Improved Convergence Rates for Distributed Resource Allocation

In this paper, we develop a class of decentralized algorithms for solving a convex resource allocation problem in a network of $n$ agents, where the agent objectives are decoupled while the resource constraints are coupled. The agents communicate over a connected undirected graph, and they want to collaboratively determine a solution to the overall network problem, while each agent only communicates with its neighbors. We first study the connection between the decentralized resource allocation problem and the decentralized consensus optimization problem.

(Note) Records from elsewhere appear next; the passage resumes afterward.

PR #312, opened 2018-03-06
Import absolute_import everywhere

gdetrez:


gdetrez:
Note: I'm planning to ignore everything stickler says in this PR :smiling_imp:

gdetrez:
25tvcq

local-minimum:
You have to resolve the conflicts, but otherwise I'm thinking that it should be OK. Have you tried starting SoM just to see that nothing obviously bad happens?

gdetrez:
Conflicts fixed.
I'm not sure what "obviously bad" means... I checked that the system starts, and different pages are up but I haven't run more tests than that.

local-minimum:
If you really wanna go the full stretch, check that an experiment runs from compilation to feature extraction

Issue #147, opened 2017-08-25
CCC api may have concurrecy issues


skymandr:
From #146:

> Finally, and that's a big one, I think that there are concurrency issues here. It's not only the delete function, all the endpoint that manipulate the CCCs are likely to be affected. But it includes the delete one.
> A relatively likely scenario is that the user double clicks on the delete button (because too much :coffee:? ;-)) which triggers two runs of delete_non_deployed_calibration.
> One problem is that, if the stars are right, the parallel executions can be interleaved in a way that results in the CCC in memory being different than the one on disk. The other issue is that running save_ccc_to_disk in parallel will likely ends up in a garbled, unreadable file.

DoD: Make sure the endpoints are safe from over caffeinated users.

skymandr:
Would appreciate comments by @local-minimum and @gdetrez if you have any.

skymandr:
Proposed solution after IRL discussion: start using databases instead of filesystem for configuration/settings etc. Postgresql is a promising candidate. Currently, however, the service is running in single thread mode, so this is not an issue until it is scaled up for truly networked use.

gdetrez:
This should now be *mostly* solved. I suggest we open new issues in case we find problem with it.

PR #313, opened 2018-03-06
Start fleshing out the CalibrationStore interface

gdetrez:
Some more progress towards #147:
- remove the dictionary interface of `CalibrationStore` and replace it with more explicit methods
- start moving the responsibility of saving the CCCs to `CalibrationStore`. Only simple ones for now but I suspect that I'll want/need to do larger refactorings for the other ones so they can be separate PRs.

This is a refactoring, it is not intended to change the behavior at this point.

### DIFF
--- a/scanomatic/data_processing/calibration.py
+++ b/scanomatic/data_processing/calibration.py
@@ -54,30 +54,21 @@ class CalibrationValidation(Enum):
 
 
 def _ccc_edit_validator(store, identifier, **kwargs):
-
-    if identifier in store:
-
-        ccc = store[identifier]
-
+    if store.has_calibration_with_id(identifier):
+        ccc = store.get_calibration_by_id(identifier)
         if ("access_token" in kwargs and
                 ccc[CellCountCalibration.edit_access_token] ==
                 kwargs["access_token"] and
                 kwargs["access_token"]):
-
             if (ccc[CellCountCalibration.status] ==
                     CalibrationEntryStatus.UnderConstruction):
-
                 return True
-
             else:
-
                 _logger.error(
                     "Can not modify {0} since not under construction".format(
                         identifier)
                 )
-
         else:
-
             _logger.error(
                 "Bad access token for {}, request refused using {}"
                 .format(
@@ -86,7 +77,6 @@ def _ccc_edit_validator(store, identifier, **kwargs):
                 )
             )
     else:
-
         _logger.error("Unknown CCC {0}".format(identifier))
     return False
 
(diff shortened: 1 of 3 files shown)


scanomatic/data_processing/calibration.py
```diff
@@ -119,50 +109,31 @@ def _get_ccc_identifier(store, species, reference):
     if not species or not reference:
         return None
 
-    if any(True for ccc in store.itervalues() if
+    if any(True for ccc in store.get_all_calibrations() if
```
local-minimum: I don't really like how this whole function works, it's a bit obscure and arbitrary. Would feel better to have a function for checking if the ccc is valid (has both species and reference and there is no other ccc with exactly the same species and reference combo). And next just have the id be a uuid or key in a table that enumerates. But perhaps that is next PR?

scanomatic/data_processing/calibration.py
```diff
@@ -172,23 +143,21 @@ def get_polynomial_coefficients_from_ccc(store, identifier):
...
 def add_ccc(store, ccc):
-
-    if (ccc[CellCountCalibration.identifier] and
-            ccc[CellCountCalibration.identifier] not in store):
-
-        store[ccc[CellCountCalibration.identifier]] = ccc
-
-        save_ccc_to_disk(store, ccc)
+    if (
+        ccc[CellCountCalibration.identifier] and
```
local-minimum: In the vein of my previous comment, it feels like it is here that the ccc should get its identifier rather than checking that it is valid.

scanomatic/data_processing/calibration.py
```diff
@@ -210,47 +179,37 @@ def has_valid_polynomial(ccc):
...
 def delete_ccc(store, identifier):
-
-    ccc = store[identifier]
-
-    ccc[CellCountCalibration.status] = CalibrationEntryStatus.Deleted
-    ccc[CellCountCalibration.edit_access_token] = uuid1().hex
-
-    return save_ccc_to_disk(store, ccc)
+    ccc = store.get_calibration_by_id(identifier)
+    store.set_calibration_status(identifier, CalibrationEntryStatus.Deleted)
```
local-minimum: Who is here responsible to ensuring that the ccc hasn't been activated yet? Maybe that's the decorator, but maybe the decorator should have a better name to reflect that. And anyways I thought you wanted to actually remove the cccs that were under construction and got deleted instead of flagging them? In that and perhaps any case, maybe it should be `store.delete(identifier)`?

scanomatic/data_processing/calibration.py
```diff
@@ -210,47 +179,37 @@ def has_valid_polynomial(ccc):
...
-
+    if store.has_calibration_with_id(ccc[CellCountCalibration.identifier]):
         return save_ccc(ccc)
-
     else:
-
-        _logger.error("Unknown CCC identifier {0} ({1})".format(
-            ccc[CellCountCalibration.identifier], store.keys()))
+        _logger.error(
+            "Unknown CCC identifier %s",
```
local-minimum: I'm no fan of the `%` formatting... and since SoM generally uses `{}` I'd prefer consistency.

scanomatic/data_processing/calibration.py
gdetrez: As I see it, that's not really related to the current task.

scanomatic/data_processing/calibration.py
gdetrez: Maybe later, I haven't decided yet.

scanomatic/data_processing/calibration.py
gdetrez: I share your preference for the new format but logging is a bit of a special case as the `%` syntax is handled by the logging library in a smarter way.

local-minimum: Alright that's a valid exception. Pity it doesn't support both.

scanomatic/data_processing/calibration.py
local-minimum: I checked and the decorator ensures the status of the ccc.

PR #314, opened 2018-03-07
Add one more method to CalibrationStore and proper unit tests for the refactored use-cases

gdetrez:
- Add a method to `CalibrationStore` to get all the measurements for a CCC.
- Add unit tests to the refactored use cases (`add_ccc`, `activate`ccc`, `delete_ccc` and `construct_polynomial`) that mock the calibration store.

### DIFF
--- a/scanomatic/data_processing/calibration.py
+++ b/scanomatic/data_processing/calibration.py
@@ -530,20 +530,20 @@ def get_calibration_optimization_function(degree=5):
 
     coeffs = np.zeros((degree + 1,), np.float)
 
-    def poly(data_store, *guess):
+    def poly(measurements, *guess):
         coeffs[:-1] = np.exp(guess)
         return tuple(
             (np.polyval(coeffs, values) * counts).sum()
             for values, counts in
-            zip(data_store.source_values, data_store.source_value_counts))
+            zip(measurements.source_values, measurements.source_value_counts))
 
     return poly
 
 
 def get_calibration_polynomial_residuals(
-        guess, colony_sum_function, data_store):
+        guess, colony_sum_function, measurements):
 
-    return data_store.target_value - colony_sum_function(data_store, *guess)
+    return measurements.target_value - colony_sum_function(measurements, *guess)
 
 
 def get_calibration_polynomial(coefficients_array):
@@ -561,7 +561,7 @@ def poly_as_text(poly):
     return "y = {0}".format(" + ".join(coeffs()))
 
 
-def calculate_polynomial(data_store, degree=5):
+def calculate_polynomial(measurements, degree=5):
 
     fit_function = get_calibration_optimization_function(degree)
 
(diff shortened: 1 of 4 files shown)


scanomatic/data_processing/calibration.py
```diff
@@ -495,21 +495,15 @@ def validate_polynomial(slope, p_value, stderr):
     return CalibrationValidation.OK
 
 
-def _collect_all_included_data(ccc):
+def _collect_all_included_data(store, calibrationid):
```
local-minimum: why not stick with `identifier` as in the other functions or at least just have one name for the same identifier in the module.

scanomatic/data_processing/calibration.py
```diff
@@ -604,8 +598,7 @@ def calculate_polynomial(data_store, degree=5):
 @_validate_ccc_edit_request
 def construct_polynomial(store, identifier, power):
 
-    ccc = store.get_calibration_by_id(identifier)
-    data_store = _collect_all_included_data(ccc)
+    data_store = _collect_all_included_data(store, identifier)
```
local-minimum: I'm wondering if it becomes a bit more confusing now that there's a `store` and a `data_store` (which is more a collection of some data) ...

tests/unit/data_processing/test_calibration.py
```diff
@@ -932,3 +939,239 @@ def test_doesnt_scramble_data_while_sorting(self, store, edit_ccc):
...
+        ccc[CellCountCalibration.polynomial] = (
+            ccc_data.get_polynomal_entry(len(polynomial) - 1, polynomial)
+        )
+    ccc[CellCountCalibration.edit_access_token] = access_token
+    if active:
+        ccc[CellCountCalibration.status] = CalibrationEntryStatus.Active
+    else:
+        ccc[CellCountCalibration.status] = (
+            CalibrationEntryStatus.UnderConstruction
+            )
```
local-minimum: indentation errror?

tests/unit/data_processing/test_calibration.py
```diff
@@ -932,3 +939,239 @@ def test_doesnt_scramble_data_while_sorting(self, store, edit_ccc):
...
+        ccc = make_calibration(identifier=None)
+        assert calibration.add_ccc(store, ccc) is False
+        store.add_calibration.assert_not_called()
+
+    def test_duplicate_id(self):
+        store = MagicMock(calibration.CalibrationStore)
+        store.has_calibration_with_id.return_value = True
+        ccc = make_calibration()
+        calibration.add_ccc(store, ccc)
+        assert store.add_calibration.called_with(ccc)
```
local-minimum: What is it that happens here? The newer overwrites the older?

tests/unit/data_processing/test_calibration.py
gdetrez: No. Might be a code style but I'm not sure we have a style guide documented anywhere for scan-o-matic...

tests/unit/data_processing/test_calibration.py
gdetrez: No, just a bad assertion. Fixed.

PR #316, opened 2018-03-08
Calibrationstore interface extraction

gdetrez:
I think I have almost extracted a sufficient interface from `calibration.py` to put in a separate module that only deals with storing and retrieving data. The only thing remaining is adding measurements. The plan is then to implement this module using the database.
(Note: that's only the data that was in the `.ccc` file. Images and numpy arrays are still saved in files and not included in the `CalibrationStore` interface.)

I have manually tested creating and activating a "hanna" calibration with this.

The interface has become larger that I wanted to. I might be able to simplify it a by refactoring the way calibration works but that will require changing the API and the client code so I'll save it for later.
I could also split in stores for the different "types" (i.e. calibrations, images, plates and measurements). But that will be a lot of stores to pass around. Opinions welcome :smile: 

This is based on #314 and #315, so you might want to review only 20e440e.

### DIFF
--- a/.travis.yml
+++ b/.travis.yml
@@ -39,7 +39,7 @@ jobs:
         firefox: latest
       before_install:
         - sudo pip install tox
-        - wget -N http://chromedriver.storage.googleapis.com/2.30/chromedriver_linux64.zip -P ~/
+        - wget -N http://chromedriver.storage.googleapis.com/2.36/chromedriver_linux64.zip -P ~/
         - unzip ~/chromedriver_linux64.zip -d ~/
         - rm ~/chromedriver_linux64.zip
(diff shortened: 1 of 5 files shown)


gdetrez:
> I have a general question though and that is where the responsibility of the integrity of the store should be handled. Right now it is by that edit request decorator as far as I understand the code. I'm wondering if it shouldn't be the store that ensures that edits aren't made to activated cccs?

No, that's better handled in the domain logic.

> Second question is what is happening with the ccc_data module, is it going away while this is databasing?

Right now, I'm keeping the "datastructures" defined in `ccc_data`. Wether the rest should stay, in particular the code that read `.ccc` file depends if you want to continue support this file format in the future.

PR #322, opened 2018-03-13
Put calibrations in the database

gdetrez:
Sorry, this is very long but I couldn't really do better without introducing unused code.
I tried to bundle related changes in different commit which might make it easier to digest.

The main change here is re-implementing `CalibrationStore` using the database, that is:
- create the necessary tables in a new migration script
- add the new `CalibrationStore` in `scanomatic.data.calibrationstore`
- add tests

I also added the default calibration as part of the migration.

Then, in 92d58cc I remove the "old" `CalibrationStore` from `scanomatic.data_processing.calibration` and the corresponding unit tests.

In f543918, I refactor the calibration API to use the new store. That involved moving much of the corresponding tests to the integration suite.

Finally, integrate the new store with the different jobs that use calibrations (mostly to validate the passed ID...)
This was the most awkward part as I didn't find an easy way to pass the calibration store through all the factories and models to where it is needed without refactoring way too many things.  So I ended-up creating a context manager that creates a store from the environment variables directly. This is not ideal but not worst that the previous situation. And it makes it work without refactoring the whole rpc server. 

## Tests
I successfully went through the calibration process.
I successfully ran comile/analysis/feature extraction.


gdetrez:
Need to fix one more test...

PR #327, opened 2018-03-16
Scan job /terminate API

gdetrez:


tests/integration/api/conftest.py
```diff
@@ -59,6 +59,15 @@ def get_scan_job(self, jobid):
         def start_scan_job(self, jobid):
             return client.post('/scan-jobs/{}/start'.format(jobid))
 
+        def terminate_scan_job(self, jobid, message='Just testing'):
```
local-minimum: I don't think this really matters much but this was the api is only tested for terminating with a message yet from what I understood of the implementation, supplying a message is optional?

scanomatic/ui_server/serialization.py
```diff
@@ -20,6 +20,10 @@ def job2json(job):
     }
     if job.start_time is not None:
         obj['startTime'] = datetime2json(job.start_time)
+    if job.termination_time is not None:
+        obj['terminationTime'] = datetime2json(job.termination_time)
+    if job.termination_message is not None:
```
local-minimum: I'm wondering if this perhaps could/should be just `if job.termination_message` in the case that the UI supplies an empty string as the message when posting or is that better handled elsewhere?

PR #330, opened 2018-03-20
Delete scanjob API

gdetrez:
Add API endpoint `DELETE /api/scan-jobs/$ID` that removes the scanjob from the database. It checks that the scanjob hasn't started yet.

### DIFF
--- a/scanomatic/scanning/terminate_scanjob.py
+++ b/scanomatic/scanning/terminate_scanjob.py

Then, using a class of algorithms for solving consensus optimization problems, we propose a novel class of decentralized schemes for solving resource allocation problems in a distributed manner. Specifically, we first propose an algorithm for solving the resource allocation problem with an $o(1/k)$ convergence rate guarantee when the agents' objective functions are generally convex (could be nondifferentiable) and per agent local convex constraints are allowed; We then propose a gradient-based algorithm for solving the resource allocation problem when per agent local constraints are absent and show that such scheme can achieve geometric rate when the objective functions are strongly convex and have Lipschitz continuous gradients. We have also provided scalability/network dependency analysis. Based on these two algorithms, we have further proposed a gradient projection-based algorithm which can handle smooth objective and simple constraints more efficiently. Numerical experiments demonstrates the viability and performance of all the proposed algorithms.